Com cada inimigo abatido, a barra de insanidade sobe. O vermelho do sangue desbota para cinza, a trilha se distorce em ruído metálico. Você está no centro de um corredor infestado de cultistas, a espingarda quente na mão, e sabe que o próximo passo pode ser o último. Forgive Me Father não esconde suas inspirações: Doom, Quake, o traço de uma HQ de terror.

A Byte Barrel e a Fulqrum Publishing trouxeram o jogo para consoles em setembro de 2023. No PC, já era elogiado pela personalidade visual; no PS4, a pergunta é se a experiência se mantém. Com um estilo gráfico de quadrinhos desenhado à mão e uma atmosfera lovecraftiana densa, ele tenta fisgar saudosistas e fãs de horror cósmico. Mas, como todo bom boomer shooter, o diabo mora nos detalhes.

Você passa cerca de sete horas correndo por corredores apertados, coletando chaves coloridas e abrindo portas secretas. O combate é rápido, sem recarga manual. cada tiro conta. A mecânica de insanidade? Você mata, a barra enche, o dano aumenta, mas a tela se desfoca e os inimigos ficam mais agressivos.

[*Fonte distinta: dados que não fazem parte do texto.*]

PR #2899, opened 2026-01-09
fix(cli): handle file write errors in verification report

leepl37:
## Content

This PR fixes a potential panic in the mithril-client-cli during the snapshot verification process.

The Issue: Previously, if the Immutable File verification failed, the CLI attempted to write a JSON report (immutables_verification_error.json) to the Current Working Directory (CWD) using .expect(). If the CWD was read-only, the disk was full, or permissions were missing, this caused the entire CLI process to panic/crash. 

- Refactored write_json_file_error in verify.rs to return Result<PathBuf> instead of panicking.
- Updated the caller print_immutables_verification_error to handle the error.
- The CLI now prints a warning to stderr if the report cannot be saved, but continues execution or exits with the correct status code instead of crashing.

## Pre-submit checklist

- Branch
- PR
  - [x] Self-reviewed the diff
  - [x] Reviewer requested
- Documentation
  - [x] No new TODOs introduced

## Comments

Manual Verification Since this issue relates to environmental permissions (filesystem), I verified the fix manually in a local environment:

- Before Fix: The client crashed with: thread 'main' panicked at 'Could not write immutables verification error to file'.

- After Fix: The client handled the error gracefully: WARN: Could not save error report file: Permission denied (os error 13).## Issue(s)

N/A

### DIFF
--- a/Cargo.lock
+++ b/Cargo.lock
@@ -3943,7 +3943,7 @@ dependencies = [
 
 [[package]]
 name = "mithril-client-cli"
-version = "0.12.37"
+version = "0.12.38"
 dependencies = [
  "anyhow",
  "async-trait",


mithril-client-cli/src/commands/cardano_db/verify.rs
```diff
@@ -273,24 +292,28 @@ impl CardanoDbVerifyCommand {
     }
 }
 
-fn write_json_file_error(date: DateTime<Utc>, lists: &ImmutableVerificationResult) -> PathBuf {
+fn write_json_file_error(
+    date: DateTime<Utc>,
+    lists: &ImmutableVerificationResult,
+) -> anyhow::Result<PathBuf> {
```
Alenar: We have a dedicated alias (which is incorrectly not used by the following method, so I understand why you missed that).
```suggestion
) -> MithrilResult<PathBuf> {
```

mithril-client-cli/src/commands/cardano_db/verify.rs
```diff
@@ -232,14 +232,29 @@ impl CardanoDbVerifyCommand {
...
+
+        // Try to write the file once. Never crash if we can't write it.
+        // Also keep JSON output clean (stdout only), log warnings to stderr.
+        let report_path: Option<PathBuf> = match write_json_file_error(utc_now, lists) {
+            Ok(path) => Some(path),
+            Err(err) => {
+                eprintln!("WARN: Could not save error report file: {:#}", err);
+                None
+            }
+        };
```
Alenar: We have the `utils::print_simple_warning` method that print to stderr and format the message to json if necessary (so it is displayed in both display mode).
```suggestion
        // Try to write the file once. Never crash if we can't write it.
        let report_path: Option<PathBuf> = write_json_file_error(utc_now, lists)
            .inspect_err(|err| {
                print_simple_warning(
                    &format!("Could not save error report file: {err:?}"),
                    json_output,
                );
            })
            .ok();
```

mithril-client-cli/src/commands/cardano_db/verify.rs
```diff
@@ -232,14 +232,29 @@ impl CardanoDbVerifyCommand {
...
+
         let error_message = "Verifying immutables files has failed";
         if json_output {
+            // Use a JSON-friendly string, and allow null when no report was written.
+            let report_path_str: Option<String> = report_path
+                .as_ref()
+                .map(|p| p.as_path().to_string_lossy().to_string());
```
Alenar: Since this will be send directly to serde json I think we can just use their types directly (which makes explicit that null is used for none):
```suggestion
            let report_path_str: serde_json::Value = match report_path {
                Some(path) => serde_json::Value::String(path.to_string_lossy().to_string()),
                None => serde_json::Value::Null,
            };
```

mithril-client-cli/src/commands/cardano_db/verify.rs
```diff
@@ -14,7 +14,7 @@ use mithril_client::{
     },
     common::{ImmutableFileNumber, SignedEntityTypeDiscriminants},
 };
-
+use crate::utils::print_simple_warning;
```
Alenar: Can you merge it in the import below ?

Alenar (approved):
LGTM :fire:

mithril-client-cli/src/commands/cardano_db/verify.rs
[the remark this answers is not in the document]
Alenar: Not useful as it's difficult to unit tests print to stdout/stderr in rust.

mithril-client-cli/src/commands/cardano_db/verify.rs
```diff
@@ -232,28 +232,49 @@ impl CardanoDbVerifyCommand {
 
     fn print_immutables_verification_error(lists: &ImmutableVerificationResult, json_output: bool) {
         let utc_now = Utc::now();
-        let json_file_path = write_json_file_error(utc_now, lists);
+
+        // Try to write the file once. Never crash if we can't write it.
+        // Also keep JSON output clean (stdout only), log warnings to stderr.
```
jpraynaud: This comment is not necessary IMO
```suggestion

```

mithril-client-cli/src/commands/cardano_db/verify.rs
```diff
@@ -232,28 +232,49 @@ impl CardanoDbVerifyCommand {
...
+            print_simple_warning(
+                &format!("Could not save error report file: {err:?}"),
+                json_output,
+            );
+        })
+        .ok();
+
         let error_message = "Verifying immutables files has failed";
         if json_output {
+            // Prepare the path value explicitly for serde
```
jpraynaud:
```suggestion

```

É uma troca que, nos melhores momentos, faz você se sentir um deus do caos.

Jogo analisado

O que observar antes de comprar

  • Se você cresceu com Doom e Quake, vai se sentir em casa. O foco é velocidade, não cobertura.
  • Checkpoints são raros em dificuldades altas. prepare-se para refazer trechos longos se morrer.
  • No PS4, há congelamentos de 1 a 5 segundos após carregamentos e em algumas lutas de chefe. Incomoda, mas não quebra o jogo.
  • A história é fraca e contada por documentos; o final tem uma reviravolta, mas não espere enredo profundo.
  • O visual de quadrinhos é deslumbrante: personagens 2D em cenários 3D criam uma identidade única.

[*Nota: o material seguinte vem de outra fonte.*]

PR #2922, opened 2026-01-14
feat: add new `CardanoBlocksTransactions` to `SignedEntityTypes`

### LINKED ISSUE #2905: Create new signed entity type for Cardano Blocks and Transactions
## Why
We want to bootstrap the signed entity type for the incremental Cardano Blocks and Transactions certification.

## What
Create the associated signed entity type and the associated database migrations.

## How

> [!IMPORTANT]
> Do not use `unimplemented!` or `todo!` macro with the default implementation, return error instead.

- [x] Create the new `CardanoBlocksTransactions(Epoch,BlockNumber)` signed entity type
- [x] Adjust the timeout on the `CardanoBlocksTransactions` signed entity type to `600s`
- [x] Create the associated database migrations in the:
  - [x] signer
  - [x] aggregator

Alenar:
## Content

1. Forgive Me Father (PS4). Versão Europa

Forgive Me Father acerta em cheio no quesito personalidade. A arte de quadrinhos com personagens 2D em cenários 3D é hipnotizante. ver cultistas se contorcendo enquanto a insanidade distorce o mundo é um espetáculo. Os dois personagens jogáveis. padre e jornalista. têm árvores de habilidades distintas, e as armas podem ser transformadas em versões absurdas: o revólver vira metralhadora, a espingarda ganha tiro carregado. O combate é responsivo, e a sensação de acelerar pelos corredores atirando em hordas lovecraftianas é genuinamente divertida. Mas o port para PS4 tem seus problemas. Pequenos congelamentos de 1 a 5 segundos após carregamentos atrapalham o ritmo, e as seções finais sofrem com plataformas mal implementadas e uma física de conveyor belts que parece de outro jogo. A impossibilidade de trocar de arma durante a recarga. você fica segurando o botão enquanto a horda se aproxima. continua irritando, desde o early access. Ainda assim, para quem busca um FPS frenético e não liga para uma história esquecível, Forgive Me Father entrega caos, sangue e tinta.

Prós

  • Arte de quadrinhos desenhada à mão, visualmente deslumbrante
  • Combate rápido e responsivo, com upgrades que transformam armas
  • Dois personagens com habilidades distintas aumentam a rejogabilidade
  • Trilha sonora imersiva que mescla tensão e metal
  • Modo Endless para quem quer mais ação após a campanha

Contras

  • Checkpoints raros podem causar frustração em trechos longos
  • Pequenos congelamentos de performance no PS4

O combate que homenageia os clássicos

Imagina: você vira a esquina e vê um zumbi de duas cabeças. Um tiro de espingarda arranca uma delas, e ele continua vindo. Aí você lembra que a fraqueza dele é a cabeça extra. mire e atire de novo. O gunplay de Forgive Me Father é direto, sem firulas: cada arma tem peso e som distintos, e os upgrades podem transformar o revólver em metralhadora ou dar à espingarda um tiro carregado que espalha destruição. A mecânica de insanidade é o tempero: quanto mais você mata, mais forte fica, mas o mundo ao redor se desfaz em preto e branco e a música distorce. É um incentivo para manter o ritmo acelerado, mas a barra esvazia rápido demais entre confrontos, fazendo o efeito perder impacto em áreas mais calmas.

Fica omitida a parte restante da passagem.